Dataset content ::
PR #692, opened 2019-11-29
[OP-103] Fixes for transition of m4i to qcodes contrib

peendebak:
Since the M4i driver moved to qcodes contrib, we have to update some checks in the code.


src/qtt/measurements/scans.py
```diff
@@ -1948,6 +1946,21 @@ def acquire_segments(station, parameters, average=True, mV_range=2000,
 
     return alldata
 
+def _is_m4i(instrument):
+    try:
+        is_m4i = isinstance(instrument, qcodes.instrument_drivers.Spectrum.M4i.M4i)
+        if is_m4i:
+               warnings.warn('please use qcodes_contrib_drivers.drivers.Spectrum.M4i instead of qcodes.instrument_drivers.Spectrum.M4i.M4i)')
```
QFer: line too long
```suggestion
               warnings.warn(f'please use qcodes_contrib_drivers.drivers.Spectrum.M4i'
                             f' instead of qcodes.instrument_drivers.Spectrum.M4i.M4i')
```

src/qtt/measurements/scans.py
```diff
@@ -1948,6 +1946,21 @@ def acquire_segments(station, parameters, average=True, mV_range=2000,
 
     return alldata
 
+def _is_m4i(instrument):
```
QFer: two newlines between methods

src/qtt/measurements/scans.py
```diff
@@ -1948,6 +1946,21 @@ def acquire_segments(station, parameters, average=True, mV_range=2000,
...
+    try:
```
QFer: why the try clause. Isinstance is just returning True or False, only when qcodes.instrument_drivers.Spectrum.M4i.M4i is not a class you can expect a TypeError

src/qtt/measurements/scans.py
```diff
@@ -1948,6 +1946,21 @@ def acquire_segments(station, parameters, average=True, mV_range=2000,
...
+        is_m4i = isinstance(instrument, qcodes.instrument_drivers.Spectrum.M4i.M4i)
+        if is_m4i:
+               warnings.warn('please use qcodes_contrib_drivers.drivers.Spectrum.M4i instead of qcodes.instrument_drivers.Spectrum.M4i.M4i)')
+               return is_m4i
+    except:
```
QFer: you should not use a bare except: when not needed
Depending on an earlier comment this should be changed to catch only TypeError

src/qtt/measurements/scans.py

Problem description :: If the string "only" is in a line of the entries, pick that line out.

Problem solution ::
QFer: why the try clause. Isinstance is just returning True or False, only when qcodes.instrument_drivers.Spectrum.M4i.M4i is not a class you can expect a TypeError
Depending on an earlier comment this should be changed to catch only TypeError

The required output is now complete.